**Data in this exercise**
PR #5927, opened 2023-10-25
[SPIR-V] implement vk::spvexecutionmode attribute for inline SPIR-V

cassiebeckley:
Implements `vk::spvexecutionmode` from https://github.com/microsoft/hlsl-specs/blob/main/proposals/0011-inline-spirv.md#execution-modes.

### DIFF
--- a/tools/clang/include/clang/Basic/Attr.td
+++ b/tools/clang/include/clang/Basic/Attr.td
@@ -1142,6 +1142,14 @@ def VKExtensionExt : InheritableAttr {
   let Documentation = [Undocumented];
 }
 
+def VKSpvExecutionMode : InheritableAttr {
+  let Spellings = [CXX11<"vk", "spvexecutionmode">];
+  let Subjects = SubjectList<[Function], ErrorDiag>;
+  let Args = [UnsignedArgument<"ExecutionMode">];
+  let LangOpts = [SPIRV];
+  let Documentation = [Undocumented];
+}
+
 def VKStorageClassExt : InheritableAttr {
   let Spellings = [CXX11<"vk", "ext_storage_class">];
   let Subjects = SubjectList<[Var, ParmVar], ErrorDiag>;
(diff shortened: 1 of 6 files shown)


s-perron (approved):

sudonatalie:
Can you add an error test where the execution mode is some value not defined in SPIRV-Headers?

Since insufficient documentation has been a problem for the existing inline SPIR-V implementation, do we want to write new documentation as we go this time? I think it should be a part of https://github.com/microsoft/DirectXShaderCompiler/blob/main/docs/SPIR-V.rst.

s-perron:
> Can you add an error test where the execution mode is some value not defined in SPIRV-Headers?

I may not have looked closely enough. I'm hoping this is not an error. I want vendors to be able to use their extension before the headers have been updated.

Either way, adding a test is a good idea.

> Since insufficient documentation has been a problem for the existing inline SPIR-V implementation, do we want to write new documentation as we go this time? I think it should be a part of https://github.com/microsoft/DirectXShaderCompiler/blob/main/docs/SPIR-V.rst.

We should find out how the HLSL spec will be made available. I was expecting that to be the documentation, but I was probably making some assumptions there.

cassiebeckley:
The code as written will allow vendors to use execution modes that are not in SPIRV-Headers (if and only if the validator is disabled with `-Vd`), but adding a test for that is a little tricky. This is because there is no valid disassembly for a SPIR-V module with an undefined execution mode, and in such cases dxc simply does not print the disassembly to stdout. (`-Fo` still behaves as desired, however).

If you try to add an execution mode such as

```
[[vk::spvexecutionmode(999999)]]
void main() {}
```

and validation is enabled, you will get

```
fatal error: generated SPIR-V is invalid: Invalid execution mode operand: 99999
```

which does have the desired execution mode, so I'll just add a test for that error message specifically.

sudonatalie:
That makes sense. In that case you could also just check that compilation we expect to work succeeds with `// RUN: %dxc -T ps_6_0 -E main -fcgl %s -spirv -Vd -Fo -` (no FileCheck), but either seems fine.

sudonatalie (approved):

PR #5930, opened 2023-10-25
Remove integer variants of SampleCmp

### LINKED ISSUE #5564: Remove integer variants of SampleCmp
**Description**
When adding integer sampling support in Shader Model 6.7,  SampleCmp, SampleCmpLevelZero, and SampleCmpLevel were given support for integer resources in spite of the fact that the spec limits filter modes to non-comparison variants. 

**Steps to Reproduce**

The existing test includes integer overloads for these builtins: https://github.com/microsoft/DirectXShaderCompiler/blob/main/tools/clang/test/HLSLFileCheck/hlsl/objects/Texture/sampleInteger.hlsl

Just compiling it with the RUN arguments -T ps_6_7 and -DTYPE=uint (or any integer) will show a successful compile

**Actual Behavior**
DXIL with sampleCmp called on integer resources is generated. It should fail as it does with 6.6

**Environment**
- DXC version :  1.8 - 1.8.0.3959
- Host Operating System win11

python3kgae:
Disable integer resource for SampleCmp/CmpLevel/CmpLevelZero.

Fixes #5564


tools/clang/test/HLSLFileCheck/hlsl/objects/Texture/sampleInteger.hlsl
```diff
@@ -42,10 +32,12 @@ float4 main(float2 coord : TEXCOORD0) : SV_Target {
   res += g_tex0.SampleBias(g_samp, coord, 0.0);
   res += g_tex0.SampleLevel(g_samp, coord, 0.0);
   res += g_tex0.SampleGrad(g_samp, coord, 0.0, 0.0);
+#ifndef PASS
   res += g_tex0.SampleCmp(g_sampCmp, coord, 0.0);
   res += g_tex0.SampleCmpLevelZero(g_sampCmp, coord, 0.0);
 #if  __SHADER_TARGET_MAJOR > 6 || (__SHADER_TARGET_MAJOR == 6 && __SHADER_TARGET_MINOR >= 7)
```
bob80905, line 38: I don't think the line below is ever executed. All tests with SM=6.7 have -D Pass defined, and so this whole block will be skipped. The run lines without PASS defined are all shader model 6.6, so this if condition would never be true. 
Also, I wonder if there's a better more descriptive term? For example, rather than PASS, how about "SKIP_INT_SAMPLE_COMPARES"
Then it can be `#ifdef SKIP_INT_SAMPLE_COMPARES` rather than `#ifndef PASS`

hekota (approved):
I agree with [bob80905](https://github.com/bob80905)'s comment, otherwise LGTM!

tools/clang/test/HLSLFileCheck/hlsl/objects/Texture/sampleInteger.hlsl
python3kgae: Fixed.

bob80905 (approved):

**What this task involves**
The line containing "-1142,6 +1142,14 @@" marks the end: copy exactly every line from the top of the data above down to it, that line included.

**Problem solution**
PR #5927, opened 2023-10-25
[SPIR-V] implement vk::spvexecutionmode attribute for inline SPIR-V

cassiebeckley:
Implements `vk::spvexecutionmode` from https://github.com/microsoft/hlsl-specs/blob/main/proposals/0011-inline-spirv.md#execution-modes.

### DIFF
--- a/tools/clang/include/clang/Basic/Attr.td
+++ b/tools/clang/include/clang/Basic/Attr.td
@@ -1142,6 +1142,14 @@ def VKExtensionExt : InheritableAttr {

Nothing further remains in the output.